Reproduce the entries. Match every word.

- Opening Delimiter -

PR #4345, opened 2022-10-06
[quest] fixes for 12979

### LINKED ISSUE #4325: Missing objective data for quest 12979 and objective Dark Armor Sample
Missing objective data for quest 12979 and objective Dark Armor Sample
Quest started by https://www.wowhead.com/wotlk/item=42203/dark-armor-plate
Item dropped by https://www.wowhead.com/wotlk/npc=29380/stormforged-war-golem

Questie version 7.3.0 - no updates pending
Wow version: wotlk classic - 3.4.0.45854

dscreet:
## Issue references

Fixes #4325

## Proposed changes

- Added objective data for quest

### DIFF
--- a/Database/Corrections/Wotlk/wotlkItemFixes.lua
+++ b/Database/Corrections/Wotlk/wotlkItemFixes.lua
@@ -206,6 +206,10 @@ function QuestieWotlkItemFixes:Load()
         [41399] = {
             [itemKeys.npcDrops] = {},
         },
+        [42203] = {
+            [itemKeys.npcDrops] = {29380},
+            [itemKeys.startQuest] = 12979,
+        },
         [42252] = {
             [itemKeys.objectDrops] = {192124,192127},
         },
--- a/Database/Corrections/Wotlk/wotlkQuestFixes.lua
+++ b/Database/Corrections/Wotlk/wotlkQuestFixes.lua
@@ -1036,6 +1036,9 @@ function QuestieWotlkQuestFixes:Load()
             [questKeys.name] = "Hodir's Call",
             [questKeys.objectives] = {{{29974,"Niffelem Forefather freed"},},nil,nil,nil,{{{30144,30135},30144,},},},
         },
+        [12979] = {
+			[questKeys.objectives] = {nil,nil,{{42204},},nil,nil,},
+		},
         [12981] = {
             [questKeys.preQuestSingle] = {12967},
         },


Database/Corrections/Wotlk/wotlkQuestFixes.lua
```diff
@@ -1036,6 +1036,9 @@ function QuestieWotlkQuestFixes:Load()
             [questKeys.name] = "Hodir's Call",
             [questKeys.objectives] = {{{29974,"Niffelem Forefather freed"},},nil,nil,nil,{{{30144,30135},30144,},},},
         },
+        [12979] = {
+			[questKeys.objectives] = {nil,nil,{{42204},},nil,nil,},
```
Yttrium-tYcLief, line 1040: This is fine, but just for future reference you don't need to `nil` the rest of the table *after* your data. The preceding `nil`s are to ensure your data goes into the 3rd parameter (itemObjective), anything after that is needless (but legal) unless you need to add data to a later parameter.

The very act of re-defining the table will wipe out any existing data in `questKeys.objectives`.

Database/Corrections/Wotlk/wotlkItemFixes.lua
```diff
@@ -206,6 +206,10 @@ function QuestieWotlkItemFixes:Load()
         [41399] = {
             [itemKeys.npcDrops] = {},
         },
+        [42203] = {
+            [itemKeys.npcDrops] = {29380},
+            [itemKeys.startQuest] = 12979,
```
Yttrium-tYcLief, line 211: Does defining `itemKeys.startQuest` fix the chat prompt ("Picked up X item which starts Y quest!")? I've noticed that none of the WotLK quest-start items print that text, and as far as I can see they're missing this `itemKey`.

Yttrium-tYcLief:
Added a few comments but overall looks good to me!

Database/Corrections/Wotlk/wotlkItemFixes.lua
BreakBB: Yes, that is absolute true. Good catch @dscreet 💪🏻 I'll see if we can script these missing fields into the other quest starting items.

BreakBB (approved):

BreakBB:
Hey @dscreet this looks correct to me 👍🏻 Thank you very much for taking a look into it and providing this PR 🥳

Database/Corrections/Wotlk/wotlkQuestFixes.lua
dscreet: Gotcha, thanks.

Database/Corrections/Wotlk/wotlkItemFixes.lua
dscreet: Didn't know that was the case haha. I just double-checked all fields and saw this was missing. Gd to know.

- Closing Delimiter -

_PROBLEM SOLUTION_.
PR #4345, opened 2022-10-06
[quest] fixes for 12979

### LINKED ISSUE #4325: Missing objective data for quest 12979 and objective Dark Armor Sample
Missing objective data for quest 12979 and objective Dark Armor Sample
Quest started by https://www.wowhead.com/wotlk/item=42203/dark-armor-plate
Item dropped by https://www.wowhead.com/wotlk/npc=29380/stormforged-war-golem

Questie version 7.3.0 - no updates pending
Wow version: wotlk classic - 3.4.0.45854

dscreet:
## Issue references

Fixes #4325

## Proposed changes

- Added objective data for quest

### DIFF
--- a/Database/Corrections/Wotlk/wotlkItemFixes.lua
+++ b/Database/Corrections/Wotlk/wotlkItemFixes.lua
@@ -206,6 +206,10 @@ function QuestieWotlkItemFixes:Load()
         [41399] = {
             [itemKeys.npcDrops] = {},
         },
+        [42203] = {
+            [itemKeys.npcDrops] = {29380},
+            [itemKeys.startQuest] = 12979,
+        },
         [42252] = {
             [itemKeys.objectDrops] = {192124,192127},
         },
--- a/Database/Corrections/Wotlk/wotlkQuestFixes.lua
+++ b/Database/Corrections/Wotlk/wotlkQuestFixes.lua
@@ -1036,6 +1036,9 @@ function QuestieWotlkQuestFixes:Load()
             [questKeys.name] = "Hodir's Call",
             [questKeys.objectives] = {{{29974,"Niffelem Forefather freed"},},nil,nil,nil,{{{30144,30135},30144,},},},
         },
+        [12979] = {
+			[questKeys.objectives] = {nil,nil,{{42204},},nil,nil,},
+		},
         [12981] = {
             [questKeys.preQuestSingle] = {12967},
         },


Database/Corrections/Wotlk/wotlkQuestFixes.lua
```diff
@@ -1036,6 +1036,9 @@ function QuestieWotlkQuestFixes:Load()
             [questKeys.name] = "Hodir's Call",
             [questKeys.objectives] = {{{29974,"Niffelem Forefather freed"},},nil,nil,nil,{{{30144,30135},30144,},},},
         },
+        [12979] = {
+			[questKeys.objectives] = {nil,nil,{{42204},},nil,nil,},
```
Yttrium-tYcLief, line 1040: This is fine, but just for future reference you don't need to `nil` the rest of the table *after* your data. The preceding `nil`s are to ensure your data goes into the 3rd parameter (itemObjective), anything after that is needless (but legal) unless you need to add data to a later parameter.

The very act of re-defining the table will wipe out any existing data in `questKeys.objectives`.

Database/Corrections/Wotlk/wotlkItemFixes.lua
```diff
@@ -206,6 +206,10 @@ function QuestieWotlkItemFixes:Load()
         [41399] = {
             [itemKeys.npcDrops] = {},
         },
+        [42203] = {
+            [itemKeys.npcDrops] = {29380},
+            [itemKeys.startQuest] = 12979,
```
Yttrium-tYcLief, line 211: Does defining `itemKeys.startQuest` fix the chat prompt ("Picked up X item which starts Y quest!")? I've noticed that none of the WotLK quest-start items print that text, and as far as I can see they're missing this `itemKey`.

Yttrium-tYcLief:
Added a few comments but overall looks good to me!

Database/Corrections/Wotlk/wotlkItemFixes.lua
BreakBB: Yes, that is absolute true. Good catch @dscreet 💪🏻 I'll see if we can script these missing fields into the other quest starting items.

BreakBB (approved):

BreakBB:
Hey @dscreet this looks correct to me 👍🏻 Thank you very much for taking a look into it and providing this PR 🥳

Database/Corrections/Wotlk/wotlkQuestFixes.lua
dscreet: Gotcha, thanks.

Database/Corrections/Wotlk/wotlkItemFixes.lua
dscreet: Didn't know that was the case haha. I just double-checked all fields and saw this was missing. Gd to know.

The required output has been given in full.